- _TASK REQUIREMENTS_
Search the data below for the string "through" and copy all lines where it shows up.

- _RECORDS_
PR #5267, opened 2021-10-29
PA Revisions 10-29-2021

Markkos1992:
I am one one of those look at things moods so there will probably be more added later.

I-70:  Shaping Point Revisions
I-76:  Added future PA 130 Interchange (https://www.post-gazette.com/news/transportation/2021/10/28/Turnpike-to-build-interchange-in-Penn-Township-Westmoreland-County/stories/202110280153) (https://www.aaroads.com/forum/index.php?topic=419.msg2676330#msg2676330). Also shaping point revisions.
I-376/US 22:  Shaping Point Revisions
US 30: Added Pleasant Hills Rd (PleHilRd), Century Farm Rd (CenFarmRd), and Raccoon Park Rd (RacParkRd).  Also shaping point revisions.
PA 50: Added Bell Ave.
PA 88:  Replaced +X7 with Kirchner Dr (KirDr). (https://forum.travelmapping.net/index.php?topic=4652.0)
PA 168:  Added Temple Rd (TemRd) and Townsend Rd (TowRd).


yakra:
Take care to not add too many shaping points. If a route is already within tolerance in wptedit, there's probably no need to add additional points unless they see a significant amount of turning traffic.
PA has 17674.50 active/preview miles and takes ~49 s to render in mapview.
In contrast, neighboring OH has 19407.30 active/preview miles and takes ~26 s to render in mapview.

Markkos1992:
Definitely the one downside of myself being picky with the red lines.

yakra:
[be conservative. Not every curve needs a shaping point. Few curves ever need more than one shaping point.](https://travelmapping.net/devel/manual/includepts.php#sharpturns)

Markkos1992:
Please pull this in as-is @jteresco.  I do want to relook at things as I move forward, but I am good with it for now.

rickmastfan67:
Then again @yakra, PA is SUPER curvy compared to Ohio. ;)

Also @Markkos1992, just me, but I would have avoided putting a hidden point for PA-130's future interchange on I-76 at this time.  Why you ask?  Because as far as I know, they haven't decided on the configuration of the interchange yet.  It could be setup similar to a 'normal' Turnpike interchange still due to all the roads in close proximity of where PA-130 crosses over.  Especially since they have to factor in the 3-laning there too.  But as I said, that's just me.

Markkos1992:
@rickmastfan67 Yes, I am aware that the point will most likely have to be relocated as the configuration has not been decided yet.  I would rather it be there than not though, but we can agree to disagree on this one.

PR #5269, opened 2021-10-30
US 30: Point Revisions

Markkos1992:
Replaced +X104 with Helixville Rd (HelRd).  Replaced +X104A with Sleepy Hollow Rd (SleHolRd).  Added Graceville Rd (GraRd).  Adjusted and removed shaping points.


Markkos1992:
I realized that the US 30/US 30 BUS TRUCK/US 322 TRUCK shaping point was there to prevent sharp angle errors.

PR #5273, opened 2021-10-31
I-69C/E exits

yakra:


Markkos1992:
More of a question than anything else, but are town names used on US 77 north of I-69E mainly because there are no better labels to place here?

yakra:
Short answer: Yes.

These points were added to CHM to break up visible distance segments, and there were no road names available at the time.
These days, I *do* see road names in ESRI, but these aren't signed. I can't corroborate them in any official sources -- these roads aren't shown in shapefiles, the statewide planning map, or county grid maps. Nothing.
So I'm just leaving them be. This'll all be converted to I-69E eventually anyway. ;)

PR #5330, opened 2021-11-15
WV: US-220 corridor cleanup

rickmastfan67:
https://forum.travelmapping.net/index.php?topic=4572.0


rickmastfan67:
Also added in the new WV-14/31 roundabout mentioned here: https://forum.travelmapping.net/index.php?topic=4562.0

PR #6668, opened 2023-06-14
Michih's Balkan Trip planning fixes

si404:


michihdeu:
Oh, it's just the first week out of three ;)

PR #6682, opened 2023-06-27
DenaliParkRd: Add Visible wpt for EastForkBridge

ssoworld:
Using Shaping point X348051 - closure here due to pretty rocks landslide until 2026 busses do not go past it. see https://forum.travelmapping.net/index.php?topic=5551


ssoworld:
@Duke87ofST @ovoss please review

Duke87ofST:
Keeping X348051 as an alt label isn't necessary.

I'd move the point to be at the bridge: http://www.openstreetmap.org/?lat=63.556427&lon=-149.742365

ssoworld:
shaping point removed - the waypoint doesn't go at the bridge. using http://www.openstreetmap.org/?lat=63.559108&lon=-149.794271 instead

PR #6700, opened 2023-07-08
Add US 12 Touchet bypass

compdude:
Adding newly-opened Touchet bypass for US 12 

https://forum.travelmapping.net/index.php?topic=5431.0


jteresco:
This changed a lot in `wa.us012.wpt` but it appears that most of the changes were removing extraneous spaces at the end of lines.  This seems like a good change, worth the large diff.

compdude:
Yeah, I copy-pasted the whole wpt file into the waypoints editor, made my changes (including some other minor point relocations), and then copy-pasted everything back into the waypoint file.

PR #6717, opened 2023-07-23
KY & MI

mapcat:
KY: KY 1560 truncated
MI: NMP


rickmastfan67:
@mapcat KY-22's mulitplex with US-25 here would be broken if pulled in.  See forum post.

PR #6756, opened 2023-08-11
Update systems.csv

neroute2:
not sure why mexsf is still in devel...should be ready for preview


michihdeu:
@neroute2 please update systemupdates.csv too

neroute2:
> @neroute2 please update systemupdates.csv too

Done

PR #6770, opened 2023-08-17
forum issues (ITA+AUS+Asia)

si404:


michihdeu:
@si404 an updates.csv link is broken:
`ita.viamarpol`
->
`ita.viamarpolo`

PR #6804, opened 2023-09-07
Brasil

neroute2:


rickmastfan67:
Word of advice @neroute2, please make all the changes first, then create the Pull Request.  I got nailed with over 300 emails today.

neroute2:
> Word of advice @neroute2, please make all the changes first, then create the Pull Request. I got nailed with over 300 emails today.

Didn't realize that was a thing. I've been creating a pull request and then editing it as my modus operandi, but I guess that has unforseen consequences, so I will change my process.

rickmastfan67:
Yeah, Github sends an email for each change after you submit a pull request.  So, if you change the name of 300 files in it, that's 300 separate emails.  You don't get them, since you created the pull request, but others that are auto-subscribed for when new PR are submitted, get nailed by it.

rickmastfan67:
Here's a quick example of all the emails I got today, just from this pull request sadly due to the '1 change = 1 email' thing that GitHub does.


example

jteresco:
Thanks for this great expansion.

Looks like the site update went through but there are lots of errors because there is no region BRA-SP defined in regions.csv . Could you add the Brazil regions to that file? @neroute2

neroute2:
> Looks like the site update went through but there are lots of errors because there is no region BRA-SP defined in regions.csv . Could you add the Brazil regions to that file? @neroute2

I think I've done this properly now.

michihdeu:
> > Word of advice @neroute2, please make all the changes first, then create the Pull Request. I got nailed with over 300 emails today.
> 
> Didn't realize that was a thing. I've been creating a pull request and then editing it as my modus operandi, but I guess that has unforseen consequences, so I will change my process.

I don't get emails but notifications in the webbrowser. That's annoying too. I just didn't dare to mention it in the last days.
On the contrary, I don't get any notification from @si404 nor @jteresco because they directly commit to master. That's annoying too, e.g. in case of railway data when I would edit the same file like si404 did. It just has not yet happened because we do not yet edit updates.csv nor datacheckfps.csv etc.

PR #6824, opened 2023-09-17
KS 14/96 relocation & Beatrice NE truck routes

yakra:
https://forum.travelmapping.net/index.php?topic=5211


yakra:
Needs updates entries. Will add along with [KS14/96 relocation](https://forum.travelmapping.net/index.php?topic=5537).

PR #6876, opened 2023-10-11
tasc review and A38M exit numbers from forum

si404:


hwy_data/ENG/gbna/eng.a6019.wpt
```diff
@@ -1,2 +1 @@
-A453 http://www.openstreetmap.org/?lat=52.945380&lon=-1.152964
-A60 http://www.openstreetmap.org/?lat=52.946634&lon=-1.140164
+
```
rickmastfan67, line 1: Would probably help if you deleted the file, instead of just leaving it as a 1-byte. ;)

- _SOLVED PROBLEM_
Looks like the site update went through but there are lots of errors because there is no region BRA-SP defined in regions.csv . Could you add the Brazil regions to that file? @neroute2
> Looks like the site update went through but there are lots of errors because there is no region BRA-SP defined in regions.csv . Could you add the Brazil regions to that file? @neroute2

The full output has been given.